Directions
Where a line of the material includes the string "Thanks", copy that line.

Extracted information

PR #764, opened 2023-04-03
Exploratory DataFrame analysis

j-bennet:
Exploratory analysis on the NYC Uber/Lyft dataset.

Roughly based on @ncclementi 's dataframe tutorial: https://github.com/coiled/dask-tutorial/blob/main/2-Get_better-at-dask-dataframes.ipynb.

* Xref https://github.com/coiled/coiled-runtime/issues/725.

### DIFF
--- a/cluster_kwargs.yaml
+++ b/cluster_kwargs.yaml
@@ -42,7 +42,7 @@ embarrassingly_parallel_cluster:
 
 # For tests/workflows/test_uber_lyft.py
 uber_lyft_cluster:
-  n_workers: 10
+  n_workers: 20
   worker_vm_types: [m6i.xlarge]  # 4 CPU, 16 GiB
 
 # For test_spill.py
--- a/cluster_kwargs.yaml
+++ b/cluster_kwargs.yaml
@@ -42,9 +42,8 @@ embarrassingly_parallel_cluster:
 
 # For tests/workflows/test_uber_lyft.py
 uber_lyft_cluster:
-  n_workers: 30
-  backend_options:
-    region: "us-east-1"  # Same region as dataset
+  n_workers: 10
+  worker_vm_types: [m6i.xlarge]  # 4 CPU, 16 GiB
 
 # For test_spill.py
 spill_cluster:
--- a/cluster_kwargs.yaml
+++ b/cluster_kwargs.yaml
@@ -40,6 +40,10 @@ embarrassingly_parallel_cluster:
   backend_options:
     region: "us-east-1"  # Same region as dataset
 
+# For tests/workflows/test_uber_lyft.py
+uber_lyft_cluster:
+  n_workers: 30
+
 # For test_spill.py
 spill_cluster:
   n_workers: 5
--- a/cluster_kwargs.yaml
+++ b/cluster_kwargs.yaml
@@ -43,6 +43,8 @@ embarrassingly_parallel_cluster:
 # For tests/workflows/test_uber_lyft.py
 uber_lyft_cluster:
   n_workers: 30
+  backend_options:
+    region: "us-east-1"  # Same region as dataset
 
 # For test_spill.py
 spill_cluster:
--- a/tests/workflows/test_uber_lyft.py
+++ b/tests/workflows/test_uber_lyft.py
@@ -38,13 +38,13 @@ def uber_lyft_client(
 
 
 @pytest.fixture
-def ddf(uber_lyft_client):
+def ddf(uber_lyft_client, read_parquet_with_pyarrow):
     """NYC taxi Uber/Lyft dataset"""
-    paths = [
-        f"s3://coiled-datasets/mrocklin/nyc-taxi-fhv/{year}-*.parquet"
-        for year in range(2019, 2023)
-    ]
-    return dd.read_parquet(paths, engine="pyarrow", storage_options={"anon": True})
+    return dd.read_parquet(
+        "s3://coiled-datasets/uber-lyft-tlc/",
+        engine="pyarrow",
+        storage_options={"anon": True},
+    )
 
 
 def test_mean_tips(ddf):
--- a/tests/workflows/test_uber_lyft.py
+++ b/tests/workflows/test_uber_lyft.py
@@ -1,0 +1,67 @@
+import uuid
+
+import coiled
+import dask.dataframe as dd
+import pytest
+from dask.distributed import Client
+
+
+@pytest.fixture(scope="module")
+def uber_lyft_cluster(
+    dask_env_variables,
+    cluster_kwargs,
+    github_cluster_tags,
+):
+    with coiled.Cluster(
+        f"uber-lyft-{uuid.uuid4().hex[:8]}",
+        environ=dask_env_variables,
+        tags=github_cluster_tags,
+        **cluster_kwargs["uber_lyft_cluster"],
+    ) as cluster:
+        yield cluster
+
+
+@pytest.fixture
+def uber_lyft_client(
+    uber_lyft_cluster,
+    cluster_kwargs,
+    upload_cluster_dump,
+    benchmark_all,
+):
+    n_workers = cluster_kwargs["uber_lyft_cluster"]["n_workers"]
+    with Client(uber_lyft_cluster) as client:
+        uber_lyft_cluster.scale(n_workers)
+        client.wait_for_workers(n_workers)
+        client.restart()
+        with upload_cluster_dump(client), benchmark_all(client):
+            yield client
+
+
+@pytest.fixture
+def ddf(uber_lyft_client):
+    """NYC taxi Uber/Lyft dataset"""
+    paths = [
+        f"s3://coiled-datasets/mrocklin/nyc-taxi-fhv/{year}-*.parquet"
+        for year in range(2019, 2023)
+    ]
+    return dd.read_parquet(paths, engine="pyarrow")
+
+
+def test_mean_tips(ddf):
+    """How many passengers tip"""
+    (ddf.tips != 0).mean().compute()
+
+
+def test_max_pay(ddf):
+    """Max driver pay"""
+    ddf.driver_pay.max().compute()
+
+
+def test_max_distance(ddf):
+    """Ride count per rideshare company"""
+    ddf.groupby("hvfhs_license_num").count().compute()
+
+
+def test_longer_trips(ddf):
+    """How many passengers ride over 5 miles"""
+    (ddf.trip_miles > 5).mean().compute()
--- a/tests/workflows/test_uber_lyft.py
+++ b/tests/workflows/test_uber_lyft.py
@@ -37,91 +37,32 @@ def uber_lyft_client(
             yield client
 
 
-def test_explore_dataset(uber_lyft_client):
+def test_exploratory_analysis(uber_lyft_client):
     """Run some exploratory aggs on the dataset"""
 
     # NYC taxi Uber/Lyft dataset
-    columns = [
-        "hvfhs_license_num",
-        "tips",
-        "base_passenger_fare",
-        "driver_pay",
-        "trip_miles",
-        "trip_time",
-        "shared_request_flag",
-    ]
-    ddf = dd.read_parquet("s3://coiled-datasets/uber-lyft-tlc/", columns=columns)
+    df = dd.read_parquet(
+        "s3://coiled-datasets/uber-lyft-tlc/", storage_options={"anon": True}
+    )
 
-    # convert object column to arrow string
-    ddf["hvfhs_license_num"] = ddf["hvfhs_license_num"].astype("string[pyarrow]")
-
+    # Preprocessing:
+    #   - Add a column to indicate company, instead of license number
+    #   - Add a column to indicate if a tip was given
     taxi_companies = {
         "HV0002": "Juno",
         "HV0003": "Uber",
         "HV0004": "Via",
         "HV0005": "Lyft",
     }
+    df["company"] = df.hvfhs_license_num.replace(taxi_companies)
+    df["tipped"] = df.tips > 0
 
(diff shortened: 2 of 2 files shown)


tests/workflows/test_uber_lyft.py
```diff
@@ -0,0 +1,67 @@
...
+        client.restart()
+        with upload_cluster_dump(client), benchmark_all(client):
+            yield client
+
+
+@pytest.fixture
+def ddf(uber_lyft_client):
+    """NYC taxi Uber/Lyft dataset"""
+    paths = [
+        f"s3://coiled-datasets/mrocklin/nyc-taxi-fhv/{year}-*.parquet"
```
ncclementi, line 44: Couple of questions here
- I'm confused about the `year` arg. each of the `.parquet` in `"s3://coiled-datasets/mrocklin/nyc-taxi-fhv/` is a day-partitioned file

Is there a reason why we are creating a list of paths? you can read the whole dataset as  
```python
dd.read_parquet("s3://coiled-datasets/mrocklin/nyc-taxi-fhv/, engine="pyarrow")
```

- Is there a specific reason on why using this dataset? 
 
The partition sizes here are not of great size, they are quite small because it's partitioned  by day, and are kind of imbalanced a bit. 

`s3://coiled-datasets/uber-lyft-tlc/` this one is better partitioned (partition size ~100MB)

ncclementi: Also, the dask-dataframe tutorial is based on this dataset. We are having a session on Wednesday in case you want to listen in and take a look and what this dataset looks like originally. The materials for reference are here https://github.com/coiled/dask-tutorial/blob/main/2-Get_better-at-dask-dataframes.ipynb, happy to chat about this dataset and workflow if needed.

cluster_kwargs.yaml
```diff
@@ -40,6 +40,12 @@ embarrassingly_parallel_cluster:
   backend_options:
     region: "us-east-1"  # Same region as dataset
 
+# For tests/workflows/test_uber_lyft.py
+uber_lyft_cluster:
+  n_workers: 30
+  backend_options:
+    region: "us-east-1"  # Same region as dataset
```
ncclementi, line 47:
```suggestion
    region: "us-east-2"  # Same region as dataset
```
The dataset being used at the moment, the `s3://coiled-datasets/mrocklin/` is in `us-east-2` as most of the datasets inside `coiled-datasets`

cluster_kwargs.yaml
```diff
@@ -40,6 +40,12 @@ embarrassingly_parallel_cluster:
   backend_options:
     region: "us-east-1"  # Same region as dataset
 
+# For tests/workflows/test_uber_lyft.py
+uber_lyft_cluster:
+  n_workers: 30
```
ncclementi, line 45: Is this one arbitrary? 
I have recommendations about the cluster size and instance type. In the tutorial we run this with 
```
    n_workers=15,
    worker_vm_types=["m6i.xlarge"],
``` 
but we are persisting the data, and casting objects to pyarrow strings, and other conversions to optimize memory.

j-bennet: I based this on @mrocklin 's blog post draft:
https://docs.google.com/document/d/15VepxvOZoadTqM82cedxsyReq_hKZmMVZiKeFS_pADk/edit#
he's using 30 workers for that. I'll try your settings.

cluster_kwargs.yaml
j-bennet: And `s3://coiled-datasets/uber-lyft-tlc/`?

tests/workflows/test_uber_lyft.py
```diff
@@ -0,0 +1,67 @@
...
+        for year in range(2019, 2023)
+    ]
+    return dd.read_parquet(paths, engine="pyarrow", storage_options={"anon": True})
```
ncclementi, line 47: We have a fixture to read parquet using string pyarrows, See https://github.com/coiled/coiled-runtime/blob/decbba56de7158b590b1e79fd7b6eb490838df09/tests/conftest.py#L674-L698

and this is how you can use it https://github.com/coiled/coiled-runtime/blob/8f159e9d0e1ea97874fd751fce3607c3f025ff0a/tests/benchmarks/test_xgboost.py#L33

tests/workflows/test_uber_lyft.py
j-bennet: Thanks for the tip @ncclementi, I can switch to `s3://coiled-datasets/uber-lyft-tlc/`.

I think smaller partition sizes correlate with smaller worker sizes in @mrocklin 's example. If I use `s3://coiled-datasets/uber-lyft-tlc/`, I will probably need `m6i.xlarge` like you said.

cluster_kwargs.yaml
ncclementi: Same, if you have doubts about where they are in the AWS ui, once you are in the bucket/folder you can go over to properties, and see where it is. 
Screen Shot 2023-04-03 at 7 16 11 PM

tests/workflows/test_uber_lyft.py
```diff
@@ -0,0 +1,67 @@
...
+
+
+def test_max_distance(ddf):
+    """Ride count per rideshare company"""
+    ddf.groupby("hvfhs_license_num").count().compute()
+
+
+def test_longer_trips(ddf):
+    """How many passengers ride over 5 miles"""
+    (ddf.trip_miles > 5).mean().compute()
```
jrbourbeau, line 67: Let's move these all into a single test. We'll eventually move the workflow in this file into its own notebook example that we want to be representative of what a common Dask DataFrame user might do as part of an exploratory analysis. I think we want a single test here that captures what that would look like. My current thinking is something relatively straightforward along the lines of (clearly it's just pseudocode below):

```python
# Load data
ddf = dd.read_parquet(...)

# Compute interesting quantities to gain insight
tips_fraction = (ddf.tips != 0).mean()
x = ...
y = ...
results = dask.compute(tips_fraction, x, y, ...)
```

tests/workflows/test_uber_lyft.py
```diff
@@ -0,0 +1,67 @@
...
+        with upload_cluster_dump(client), benchmark_all(client):
+            yield client
+
+
+@pytest.fixture
+def ddf(uber_lyft_client, read_parquet_with_pyarrow):
+    """NYC taxi Uber/Lyft dataset"""
+    return dd.read_parquet(
+        "s3://coiled-datasets/uber-lyft-tlc/",
+        engine="pyarrow",
```
jrbourbeau, line 45: Should be able to drop this since `"pyarrow"` is the default engine (when `pyarrow` is installed) 

```suggestion
```

tests/workflows/test_uber_lyft.py
```diff
@@ -0,0 +1,67 @@
...
+        storage_options={"anon": True},
```
jrbourbeau, line 46: Is this needed to access the dataset? If so, no worries, let's keep it. If not, then let's remove it

jrbourbeau (commented):
Thanks @j-bennet

tests/workflows/test_uber_lyft.py
ncclementi: Are you asking about the `storage_options={"anon": True}` ? That shouldn't be needed. The dataset is public and things should work, I recall having some issues in the past and this fixed it. I think there was an issue with CI at the time.

tests/workflows/test_uber_lyft.py
```diff
@@ -0,0 +1,67 @@
...
+    with Client(uber_lyft_cluster) as client:
+        uber_lyft_cluster.scale(n_workers)
+        client.wait_for_workers(n_workers)
+        client.restart()
+        with upload_cluster_dump(client), benchmark_all(client):
+            yield client
+
+
+@pytest.fixture
+def ddf(uber_lyft_client, read_parquet_with_pyarrow):
```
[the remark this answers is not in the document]
ncclementi: No, but they will cast to `pyarrow-strings`, at least we are encouraging people to do so, this is an intermediate step until we can use the config easily without relying on pandas 2.0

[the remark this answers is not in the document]
jrbourbeau: Fair point. For now I'd encourage us to not add any large workarounds for issues that a common user would run into. We should do the straightforward thing in our workflows here and then work upstream in `dask`, `distributed`, etc. to make the representative code here work well.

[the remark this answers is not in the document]
ncclementi: in that case you'll need to crank up the number of workers because of memory pressure, you'll likely hit spilling.

j-bennet:
@dan-blanchard @shughes-uk can you help? I'm getting these:

```
ERROR tests/benchmarks/test_spill.py::test_spilling[uncompressible-release] - coiled.errors.ClusterCreationError: Cluster status is error (reason: Scheduler Stopped -> Environment failed to download: seeking backwards is not allowed) (cluster_id: 185977)
```

shughes-uk:
https://github.com/coiled/platform/issues/1027

feel free to retry individual jobs that fail

tests/workflows/test_uber_lyft.py
```diff
@@ -0,0 +1,97 @@
...
+
+    taxi_companies = {
+        "HV0002": "Juno",
+        "HV0003": "Uber",
+        "HV0004": "Via",
+        "HV0005": "Lyft",
+    }
+
+    # add a column to indicate company, instead of license number
+    ddf["company"] = ddf.hvfhs_license_num.replace(taxi_companies)
```
jrbourbeau, line 75: Let's construct all the columns in the DataFrame before `persist`ing

tests/workflows/test_uber_lyft.py
```diff
@@ -0,0 +1,97 @@
...
+    """NYC taxi Uber/Lyft dataset"""
+    columns = [
+        "hvfhs_license_num",
+        "tips",
+        "base_passenger_fare",
+        "driver_pay",
+        "trip_miles",
+        "trip_time",
+        "shared_request_flag",
+    ]
```
jrbourbeau, line 51: Why select just these columns? My sense is most folks will just read the whole dataset in and then select the columns they need afterwards. Over time, once we have a more generic column selection / predicate pushdown / etc., these types of things will automatically improve for users.

tests/workflows/test_uber_lyft.py
```diff
@@ -0,0 +1,97 @@
...
+    with Client(uber_lyft_cluster) as client:
+        uber_lyft_cluster.scale(n_workers)
+        client.wait_for_workers(n_workers)
+        client.restart()
+        with upload_cluster_dump(client), benchmark_all(client):
+            yield client
+
+
+@pytest.fixture
+def ddf(uber_lyft_client):
```
jrbourbeau, line 41: Let's just inline this in the test. IIUC I don't think this needs to be in a fixture

jrbourbeau (commented):
Thanks for the updates @j-bennet, this is shaping up nicely. 

@ncclementi @mrocklin do you have thoughts on what's here? You've both played around with this dataset a bit and have a good sense for what exploring DataFrame users are likely to do

tests/workflows/test_uber_lyft.py
j-bennet: I'm only calculating a few metrics here and not using all the columns, so it makes more sense to load a subset to decrease the size of data. We would recommend the same for users and their real-world workflows, this is also what @ncclementi does in her [tutorial](https://github.com/coiled/dask-tutorial/blob/main/2-Get_better-at-dask-dataframes.ipynb).

ncclementi:
@jrbourbeau I'd recommend any of the things we do in the tutorial. https://github.com/coiled/dask-tutorial/blob/main/2-Get_better-at-dask-dataframes.ipynb

ncclementi:
The pip failure should be fixed on main now, if you merge main on to this branch that should fix CI.

j-bennet:
> I'd recommend any of the things we do in the tutorial. https://github.com/coiled/dask-tutorial/blob/main/2-Get_better-at-dask-dataframes.ipynb

@ncclementi I added more aggs, take a look. It doesn't encapsulate the whole tutorial, but it's a bit more representative.

ncclementi (approved):
Outside my comment on the quantile calculation, and the outliers. This LGTM. 
I'd suggest two options;
1- try to compute quantiles using dask even though they are approximate
2- Leave it as is, but put a note on that.

tests/workflows/test_uber_lyft.py
```diff
@@ -0,0 +1,129 @@
...
+    # what's the largest and average pay and tips that driver got, by company
+    ddf.groupby("company").agg(
+        {"driver_pay": ["max", "mean"], "tips": ["max", "mean"]}
+    ).compute()
+
+    # tip percentage mean of trip with tip
+    ddf.loc[lambda x: x.tip_flag].groupby("company").tip_percentage.mean().compute()
+
+    # sample the dataset to filter outliers, result is a pandas dataframe
+    df_tiny = (
```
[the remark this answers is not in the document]
j-bennet: @ncclementi This is interesting. I'll try and see if dask produces the same result with quantiles as pandas on this dataset. I thought that calculating quantiles on a large dataset just takes too long.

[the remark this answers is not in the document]
j-bennet: I tried calculating quantile with `dask`, yikes. It works fine on `base_passenger_fare` and `trip_miles`, both default method and `tdigest`. However, on `tips`, both`dask` method and `tdigest` return `array([0., 0.])`.

It looks like for now, we have to keep the sampling approach.

jrbourbeau (approved):
Thanks @j-bennet! 

We spoke offline about simplifying this workflow a bit. I've gone ahead and pushed a commit that does this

Solved exercise
j-bennet: Thanks for the tip @ncclementi, I can switch to `s3://coiled-datasets/uber-lyft-tlc/`.
Thanks @j-bennet
Thanks for the updates @j-bennet, this is shaping up nicely. 
Thanks @j-bennet! 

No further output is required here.